Return, from the listing that follows, each line containing the word "uses".

### SUPPLIED DATA
------------------------------

PR #778, opened 2018-12-04
Show dynamic

Macroz:
Show dynamic applications.

### DIFF
--- a/src/clj/rems/db/applications.clj
+++ b/src/clj/rems/db/applications.clj
@@ -22,6 +22,11 @@
             [rems.workflow.dynamic :as dynamic])
   (:import [java.io ByteArrayOutputStream FileInputStream]))
 
+;; TODO could use schemas for these coercions
+(defn- fix-workflow-from-db [wf]
+  (update (cheshire/parse-string wf keyword)
+          :type keyword))
+
 (defn draft?
   "Is the given `application-id` for an unsaved draft application?"
   [application-id]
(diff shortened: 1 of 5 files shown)


src/clj/rems/db/applications.clj
```diff
@@ -81,18 +86,27 @@
   ([app userid round]
    (reviewed? (update app :events (fn [events] (filter #(= round (:round %)) events))) userid)))
 
-(defn- can-act-as?
+(defn- is-handler? [application-id user-id]
+  (let [workflow (fix-workflow-from-db (:workflow (first (db/get-applications {:id application-id}))))]
+    (prn workflow)
```
opqdonut: forgotten prn

src/clj/rems/db/applications.clj
```diff
@@ -413,6 +440,9 @@
    (let [form (db/get-form-for-application {:application application-id})
          _ (assert form)
          application (get-application-state application-id)
+         application (if (= :workflow/dynamic (get-in application [:workflow :type]))
+                       (dynamic/assoc-possible-commands (getx-user-id) application) ; TODO move even higher?
```
opqdonut: it's a good place for this since this is where we invoke `can-review?` etc.

src/clj/rems/db/applications.clj
```diff
@@ -413,6 +440,9 @@
    (let [form (db/get-form-for-application {:application application-id})
          _ (assert form)
          application (get-application-state application-id)
+         application (if (= :workflow/dynamic (get-in application [:workflow :type]))
```
opqdonut: how about a `dynamic-application?` function?

test/clj/rems/test/db/applications.clj
```diff
@@ -1,6 +1,34 @@
...
+
+(deftest can-act-as?-test
+  (binding [context/*user* {"eppn" "developer"}]
+    (is (can-act-as? (first (db/get-applications {:id 12}))
+                     "approver"))
+    (is (not (can-act-as? (first (db/get-applications {:id 12}))
+                          "reviewer"))))
+  (binding [context/*user* {"eppn" "alice"}]
+    (is (not (can-act-as? (first (db/get-applications {:id 12}))
+                          "approver")))))
```
opqdonut: the other integration tests for applications are in rems.test.db

src/clj/rems/db/applications.clj
```diff
@@ -22,6 +22,11 @@
             [rems.workflow.dynamic :as dynamic])
   (:import [java.io ByteArrayOutputStream FileInputStream]))
 
+;; TODO could use schemas for these coercions
+(defn- fix-workflow-from-db [wf]
```
opqdonut: I'd maybe keep this and the is-handler? function on the bottom of the file with the rest of the dynamic stuff, and use a `(declare is-handler?)`

or maybe it's time to split the dynamic application db stuff to its own ns?

test/clj/rems/test/db/applications.clj
Macroz: Should they rather be here?

src/clj/rems/db/applications.clj
Macroz: Yes, but not going to split it in this PR.

test/clj/rems/test/db/applications.clj
opqdonut: that's fine, but we also need a place for unit tests of pure logic. maybe the implementation file?

... not that the tests that were already in this ns are that useful

Macroz: Implementation file is my preference.

src/clj/rems/db/applications.clj
Macroz: The reasoning would be that it uses the `context/*user*` here implicitly. At least `user-id` could be passed here explicitly.

PR #787, opened 2018-12-12
777 missing component ids

### LINKED ISSUE #777: Guide shows warning about same id being used in many places
- [ ] make sure guide page doesn't show error

Kauko:
Fixes #777 

Also fixed a minor bug where an approved form didn't show the licenses as checked.

Use :default-value instead of :value, to get around warning about controlled vs uncontrolled components. This _seems_ to be the way to go, though to be honest I'm not a 100% sure.

### DIFF
--- a/src/cljs/rems/application.cljs
+++ b/src/cljs/rems/application.cljs
@@ -664,7 +664,10 @@
                   [field (assoc (localize-item license)
                                 :validation (get-in validation-by-field-id [:license (:id license)])
                                 :readonly readonly?
-                                :approved (get licenses (:id license)))]))])]}]))
+                                :approved (let [licenses (if-not readonly?
+                                                           licenses
+                                                           (group-by :id (:licenses form)))]
+                                            (get licenses (:id license))))]))])]}]))
 
 (defn- info-field
   "A component that shows a readonly field with title and value.
--- a/src/cljs/rems/application.cljs
+++ b/src/cljs/rems/application.cljs
@@ -401,6 +401,7 @@
   [msgs language]
   (into [:ul]
         (for [m msgs]
+          ^{:key (str "message_list_item_" m)}
           [:li (text-format (:key m) (get-in m [:title language]))])))
 
 (defn- pdf-button [id]
@@ -416,7 +417,9 @@
     (rf/dispatch [::set-field id (.. event -target -value)])))
 
 (defn- id-to-name [id]
-  (str "field" id))
+  (if-not id
+    (str "id_missing")
+    (str "field" id)))
 
 (defn- set-attachment
   [id description]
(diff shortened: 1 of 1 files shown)


src/cljs/rems/application.cljs
```diff
@@ -416,7 +417,9 @@
     (rf/dispatch [::set-field id (.. event -target -value)])))
 
 (defn- id-to-name [id]
-  (str "field" id))
+  (if-not id
+    (str "id_missing")
+    (str "field" id)))
```
luontola: ID should be a required attribute, so instead of returning a dummy value (that will likely conflict with others), it's safer to throw an exception.

src/cljs/rems/application.cljs
```diff
@@ -919,39 +929,50 @@
...
+               [review-action-button]])
             (when (= :third-party (:review-type app))
-              [[third-party-review-action-button]])
+              [^{:key "third-party-review_action_button"}
+               [third-party-review-action-button]])
             (when (and (:is-applicant? app) editable?)
-              [[save-button]
+              [^{:key "save_action_button"}
+               [save-button]
+               ^{:key "submit_action_button"}
```
luontola: All of these keys can be removed as unnecessary. There is already a fix in #785

src/cljs/rems/application.cljs
```diff
@@ -989,6 +1010,7 @@
        (text :t.form/alert-disabled-items)
        (into [:ul]
              (for [item items]
+               ^{:key (str "disabled_item_" item)}
```
luontola: This key is unnecessary, since it already uses `into`

src/cljs/rems/application.cljs
```diff
@@ -999,7 +1021,7 @@
       :always [:div.form-items.form-group
                (into [:ul]
                      (for [item catalogue-items]
-                       ^{:key (:id item)}
+                       ^{:key (id-to-name (:id item))}
```
luontola: Same here and everywhere else.

src/cljs/rems/application.cljs
```diff
@@ -656,10 +660,14 @@
...
                 (for [license form-licenses]
+                  ^{:key (id-to-name (:id license))}
                   [field (assoc (localize-item license)
                                 :validation (get-in validation-by-field-id [:license (:id license)])
                                 :readonly readonly?
-                                :approved (get licenses (:id license)))]))])]}]))
+                                :approved (let [licenses (if-not readonly?
+                                                           licenses
+                                                           (group-by :id (:licenses form)))]
+                                            (get licenses (:id license))))]))])]}]))
```
luontola: Why is this done?

PR #788, opened 2018-12-12
fix: don't remove validation results on modal close

Macroz:


luontola:
After correcting the validation errors and submitting again, the validation errors show up for a split second in the Send Application modal. The old validation errors should be cleared before opening that modal.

------------------------------

### ANSWER TO THIS PROBLEM
Macroz: The reasoning would be that it uses the `context/*user*` here implicitly. At least `user-id` could be passed here explicitly.
luontola: This key is unnecessary, since it already uses `into`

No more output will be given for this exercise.